The white boxes in the architecture diagram are off-the-shelf services that NICo depends on but does not build. They must be deployed before NICo installation. See [Software Prerequisites](/infra-controller/documentation/getting-started/prerequisites/software) for validated versions and configuration details.

- **PostgreSQL** — stores all NICo system state in the `forge_system_carbide` database. Only the API Service reads from and writes to it. The reference deployment uses the Zalando Postgres Operator with Spilo-15.
- **Vault** — provides a PKI engine for certificate issuance and a KV secrets engine for credential storage. Consumed by the API Service and credsmgr (cloud-cert-manager). Uses Kubernetes authentication to authorize NICo service accounts.
- **Temporal** — workflow orchestration engine used by NICo REST for multi-step operations (instance provisioning, reboot, release). The Site Agent connects to NICo REST through Temporal. Requires registered namespaces: `cloud`, `site`, and a per-site UUID.
- **cert-manager** — issues and rotates the TLS certificates that NICo services use for mTLS/gRPC communication. Includes approver-policy for certificate request authorization.
- **External Secrets Operator (ESO)** — syncs secrets from Vault into Kubernetes Secret objects, making credentials (database, PKI, bootstrap material) available to NICo workloads in each namespace.
- **Telemetry and Logging (Prometheus, Grafana, OpenTelemetry, Loki)** — collects metrics and logs from all NICo services and managed hosts.

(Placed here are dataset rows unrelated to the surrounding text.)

PR #29, opened 2020-01-31
Wrap app with apollo client

ash3rz:
Since we've decided we no longer need `getInitialProps` in `_app.js`, I followed [this example](https://nextjs.org/docs/advanced-features/custom-app) to simplify that code into just a function.


johnworth:
I'm going to go ahead and merge this so that I can rebase my changes on it

src/withApolloClient.js
```diff
@@ -0,0 +1,42 @@
...
+
+const withApolloClient = (App) => {
+    return class extends Component {
+        render() {
+            const link = createHttpLink({
+                uri: "/graphql",
+                credentials: "same-origin",
+                fetch: fetch,
+            });
+            const apolloClient = new ApolloClient({
```
psarando: It seems that this will create a new `ApolloClient` every time this `withApolloClient` component re-renders.
I'm not sure if this is required (maybe it will only render once per request or per user session?), or if we want to define 1 static `apolloClient` and `link` outside this wrapper component?

ianmcorvidae: I admit, this was my question too. The [apollo tutorial](https://www.apollographql.com/docs/react/get-started/#create-a-client) seems to create a `const` client directly in the namespace, then [passes that in](https://www.apollographql.com/docs/react/get-started/#connect-your-client-to-react) to the `ApolloProvider`. We do need to handle auth, of course. I notice that there's a function option you can configure the ApolloClient with, called [`request`](https://www.apollographql.com/docs/react/get-started/#configuration-options) that it mentions is useful for authentication purposes, that's called on every request and can be used to set `fetchOptions`. I didn't get much of a chance to dig into it beyond looking at docs, admittedly, so there may be a reason, but I admit that the approach with one client rather than a new one each render seems a lot cleaner to me.

ash3rz: That's a good point.  I could move the `link` and `apolloClient` creation to outside of the wrapper.  As for auth, I think we have that settled now by using `credentials: 'same-origin'`, but that was Sarah's finding so she probably knows more about it than I do.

Prometheus scrapes the Hardware Health `/metrics` endpoint. Loki aggregates logs from the SSH Console Service and DPU agents. OpenTelemetry Collector ships telemetry from both the site controller and DPUs. Optional but strongly recommended.
- **MetalLB** — provides load-balanced virtual IPs for NICo services on the Kubernetes cluster, making them reachable from the underlay network.
- **ArgoCD** — GitOps-based continuous delivery for deploying and updating NICo components. Optional.
- **NGC Registry** — NVIDIA's container registry, used to pull NICo service images during deployment and upgrades.
- **IDP (KeyCloak)** — identity provider for admin web UI authentication via OIDC. Optional.

For a deeper look at each component and the state machine design, see [Architecture: Overview and Components](/infra-controller/documentation/architecture/overview-and-components).

## Where NICo fits

NICo sits below Kubernetes and platform layers. It exposes REST and gRPC APIs that higher-level systems — BMaaS, VMaaS, orchestration engines, ISV control planes — can consume directly. It does not dictate how scheduling, tenancy policy, or workloads are managed above it.

```
┌─────────────────────────────────────┐
│   ISV / NCP Control Plane           │
├─────────────────────────────────────┤
│   Kubernetes / BMaaS / VMaaS        │
├─────────────────────────────────────┤
│   NICo  ◄── you are here            │
├─────────────────────────────────────┤
│   BlueField DPU + Host Hardware     │
└─────────────────────────────────────┘
```

NICo is the layer that makes the hardware predictable, repeatable, and safe — so the layers above it can treat bare metal as a reliable building block.